Strangely, India’s ability to set the narrative and achieve consistency in messaging post Balakot seems to have nosedived compared to its performance during the Doka La standoff with China. Writing for The Times of India, Indrani Bagchi pointed out that “during Doklam, there was a strict rein on loose talk by politicians and TV. This time, lurid fantasies are political statements and anonymous opinion by spook agencies headlines. It has been a relentless “open-mouth-change-feet” parade by ministers, opposition and hyperventilating TV anchors.”
This is a pertinent point and it is explained by the timing of the incident and the parties involved in it. The Doka La standoff with China dominated the news cycle for almost its entire 70-day duration, yet despite provocative statements from Chinese media and aggressive posturing from Beijing, India never faltered on its messaging. New Delhi earned universal plaudits for its measured tone and constant endeavor to play down the nature of the crisis.
What changed at Balakot? The involvement of Pakistan completely changed the game. The sensitiveness of India-Pakistan relations, the baggage of history and the place of Pakistan in India’s popular psyche make for a volatile mix. The proximity of the incident to general elections complicates it further. The Union government could control the narrative during the border conflict with China because politicians of all hue had no immediate political incentive in cashing in on the conflict. The power differential between India and China placed further restraint on this dynamic. Politicians in India were aware — including the most loud-mouthed ones — that bluster may backfire.

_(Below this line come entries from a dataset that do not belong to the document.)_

Issue #695, opened 2018-05-17
Share page is broken on master


calculuschild:
## Description

The */share* page is broken on master. It seems to be generating a `<div class="homePage page">` rather than `<div class="sharePage page">` with components of an editor pane and everything. The result is a garbled display of the document scrunched over to one side of the screen and the snippet bar along the top where there should be nothing. I'm guessing this is some confusion with the routing in [Homebrew.jsx](https://github.com/stolksdorf/homebrewery/blob/a634b76117592158e348ee7843045222093c96c3/client/homebrew/homebrew.jsx) but I can't pinpoint why this is happening.

The issues also occurs with the */changelog* page.

**Edit:** After further searching, it looks like this is actually occurring on *every* page. The expected div is being replaced by `homePage` in each instance; it just isn't readily apparent in the `/edit/` page for example, because both `homePage` and `edit` are similar enough in structure that they both contain the `splitpane`, `editor` and `brewRenderer`.  It looks like somehow the [default URL](https://github.com/stolksdorf/homebrewery/blob/a634b76117592158e348ee7843045222093c96c3/client/homebrew/homebrew.jsx#L77) is overriding everything else.  Is this an issue with the latest Pico-Router maybe?

I'd like to figure out what happened here so we can work on pushing out a new version to live at some point.

@stolksdorf @Rae2che5 Are either of you aware of a particular commit that caused this regression?

**Share Link**:
[http://staging.homebrewery.naturalcrit.com/share/S1U_UU5Af](http://staging.homebrewery.naturalcrit.com/share/S1U_UU5Af)

and

[http://staging.homebrewery.naturalcrit.com/changelog](http://staging.homebrewery.naturalcrit.com/changelog)

LeviRosol:
Do you also see the weird `;` at the bottom of the document and the `Warning: Expected server HTML to contain a matching <div> in <div>.` thrown by libs.js when running locally? I'm not sure if these are related, but it seems like a place to start - as if there's an unclosed div or something somewhere.

FWIW, if I revert back to using `React.` as shown in this commit ( https://github.com/stolksdorf/homebrewery/commit/f18a181e2ec5e372121149b3fe9bafbccbe5884d )

along with reverting back to the old version of React, I can get the page to render the splitter correctly. There isn't any brew data showing, but I assume there are related changes to get it to render correctly.

Additionally, the version of modules will continue to be an issue if they are not specifically set in the package.json. It might be a good idea to remove the `^` in each one

[...]

PR #701, opened 2018-05-23
Fix regression with Pico-Router update

calculuschild:
This variable name changed with the v2.0.0 of Pico-Router and it wasn't changed here (commit [55c5294](https://github.com/stolksdorf/homebrewery/commit/55c529473a8b85f6f27eb8769ef7bcfb854827b8#diff-b9cfc7f2cdf78a7f4b91a753d10865a2)). This was causing every page to display a `<div class="homePage page">` rather than the appropriate `editPage` or `sharePage`. It just wasn't immediately noticeable since `homePage` and `editPage` are almost identical. The problem is clearly visible on `sharePage` however. See #695 .

`homebrew.jsx` was set to always render a defaultUrl of ` ` (empty string) which creates a `<div class="homePage page">` by default, overwriting the expected `<div>` on for the current url.

This is the only regression I have seen, and we have added several helpful fixes. What do we think about moving forward with a new release?


Rae2che5:
Ah, nice catch. This fix makes sense to me.

> This is the only regression I have seen, and we have added several helpful fixes. What do we think about moving forward with a new release?

That also makes sense. I'm not sure what the process is -- I guess @stolksdorf is the only one with access to staging/prod environments?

Against Pakistan those two crucial variables were missing. India sees itself as a bigger power than its western neighbour and the issue invokes such passion among the masses that it is impossible for politicians not to exploit it while addressing their ‘base’. Now, if this happens bang in the middle of an elections season, one can imagine how caution is likely to be thrown to the wind.
To a certain extent this entire dynamic is reflected in the media space, where search for higher television rating points (TRPs) prompt anchors to thump the table louder against Pakistan and peddle dubious, unverified claims. This could be a condition forced by the openness of a democratic political system that cannot stifle voices, unlike a pseudo-democracy such as Pakistan where the military calls the shots and controls all the levers of a disinformation campaign. India’s staid, mundane and bureaucratic response during a live conflict in age of social media and mobile phones left large gaps for lurid claims to fill. In effect, instead of Foreign Secretary Vijay Gokhale’s statement on the Balakot strikes, which was measured and appropriate, what the world may remember are the tub-thumping claims made on Indian TV channels and by irresponsible political actors.
The Opposition has equally failed to carry out its share of the responsibility. In their quest to strive for some political space, it wittingly or unwittingly mirrored Pakistan’s version of the events, making it easier for the adversary to control the narrative.
As ORF president Samir Saran wrote, “Indian governments and political actors (including those in the Opposition) must learn how to communicate both universally and to their base. If these are at odds with each other, especially during conflict, it is the national brand and interest that is compromised most. Strategic communications is an evolving arena and many in India would do well to go back to school to appreciate its new intricacies.”
Balakot should thus act as an important milestone in India’s communication strategy. It provides a ready reckoner on how a State should not behave while trying to set the narrative of a conflict in age of social media and mobile phones.